##### Information supplied #####

PR #2555, opened 2025-04-01
Import publications: allow importing papers from ORCID and arXiv

melisabok:
It requires: https://github.com/openreview/openreview-api/pull/837

1. Support externalIds field in the note schema
2. Deprecate existing DBLP import invitations
3. Support new OpenReview.net/Public_Article invitations to import from ORCID, arXiv and DBLP
4. Use a single invitation to claim authorship and remove an author for imported public articles
5. Implement public comments and tagging but this temporally disabled.


openreview/profile/management.py
```diff
@@ -271,8 +289,618 @@ def set_dblp_invitations(self):
...
+                                    }
+                                }
+                            },
+                            'pdf': {
+                                'order': 6,
+                                'description': 'Link to the PDF paper.',
+                                'value': {
+                                    'param': {
+                                        'type': 'string',
+                                        'regex': 'https://arxiv.org/pdf/.*',
```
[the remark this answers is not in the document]
melisabok: fixed

openreview/profile/process/author_coreference_pre_process.js
```diff
@@ -7,18 +7,22 @@ async function process(client, edit, invitation) {
...
   const userProfile = profiles[0];
   
   const usernames = userProfile.content.names.map(name => name.username);
   const names = userProfile.content.names.map(name => name.fullname);
 
   if (authorId === '') {
-    const authorName = publication.content.authorids.value[authorIndex];
+    const authorName = publication.content.authorids?.value[authorIndex];
     if (!usernames.some(username => username === authorName)) {
       return Promise.reject(new OpenReviewError({ name: 'Error', message: `The author name ${authorName} from index ${authorIndex} doesn't match with the names listed in your profile` }));
```
xkopenreview, line 27: currently ui allows the import when first name and last name are reversed
it will fail the validation of Authorship_Claim invitation

xkopenreview: current reverse name comparing logic in web is in
\lib\profiles.js
ln721~ln736

openreview/profile/process/orcid_record_process.js
```diff
@@ -0,0 +1,35 @@
...
+  // note.content.venueid = {
+  //   value: edit.domain
+  // }
+
+  note = {
+    id: edit.note.id,
+    content: {
+      authorids: {
+        value: edit.note.content.authors?.value.map((author) => {
+          return `https://orcid.org/orcid-search/search?searchQuery=${author}`;
```
xkopenreview: i'm not sure if it's always correct to construct search query as authorid

it's possible that the orcid record has the orcid of the author and the transform function is checking that (https://github.com/openreview/openreview-js/pull/78/files#diff-4b0765b9b068b0b3160b528dfbae64649f888db2de51164c8c22df7578a4876aR920)

melisabok: I think the orcid url is a better solution

tests/test_profile_management.py
```diff
@@ -355,9 +356,942 @@ def test_import_dblp_notes(self, client, openreview_client, test_client, helpers
...
+          "external-id-relationship" : "self"
+        } ]
+      },
+      "url" : {
+        "value" : "https://arxiv.org/abs/2407.15724"
+      },
+      "contributors" : {
+        "contributor" : [ {
+          "contributor-orcid" : {
+            "uri" : None,
```
melisabok: @xkopenreview uri is empty

openreview/profile/management.py
```diff
@@ -370,6 +778,540 @@ def set_dblp_invitations(self):
...
+                        'param': { 
+                            'items': [
+                                { 'prefix': '~.*', 'optional': True },
+                                { 'value': self.support_group_id, 'optional': True },
+                                { 'value': arxiv_uploader_group_id, 'optional': True } 
+                            ]
+                        } 
+                    },
+                    'writers':  [arxiv_uploader_group_id],
+                    'note': {
```
xkopenreview, line 1035: arxiv import invitation need to to allow note.id 
so that existing imports can be updated when arxiv has a new version

melisabok: how can I reproduce it?

xkopenreview: probably need to modify code to simulate there's a new version of imported note
unless there's a paper in arxiv that you can update the version

melisabok:
>when user B import using OrcidLinkB, paper1 would be shown as importable but would fail when posting the authorship claim 

I remember we discussed that user must add the name that matches with the orcid publication in order to be shown as "importable"

tests/test_profile_management.py
```diff
@@ -355,9 +356,1140 @@ def test_import_dblp_notes(self, client, openreview_client, test_client, helpers
...
+                    }
+                }
+            )
+        )
+
+        helpers.await_queue_edit(openreview_client, edit_id=edit['id'], process_index=0)
+        helpers.await_queue_edit(openreview_client, edit_id=edit['id'], process_index=1, error=True)
+
+        note = josiah_client.get_note(edit['note']['id'])
+        assert note.external_ids == ['doi:10.1103/PhysRevA.109.022426']
```
xkopenreview: doi will be all lowercase with https://github.com/openreview/openreview-js/pull/86

melisabok:
> in the case i described, user name match with the name shown in the import window, but does not match with paper imported by the other user

we need to show the publication in the window and ask the user to add the alternate name. I could change the claim authorship by checking that each word in the name must be present no matter the order?

tests/test_profile_management.py
melisabok: fixed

#####

** Problem to work on **
Select all lines with the word "window" from the entries above.

** Problem solution **
> in the case i described, user name match with the name shown in the import window, but does not match with paper imported by the other user
we need to show the publication in the window and ask the user to add the alternate name. I could change the claim authorship by checking that each word in the name must be present no matter the order?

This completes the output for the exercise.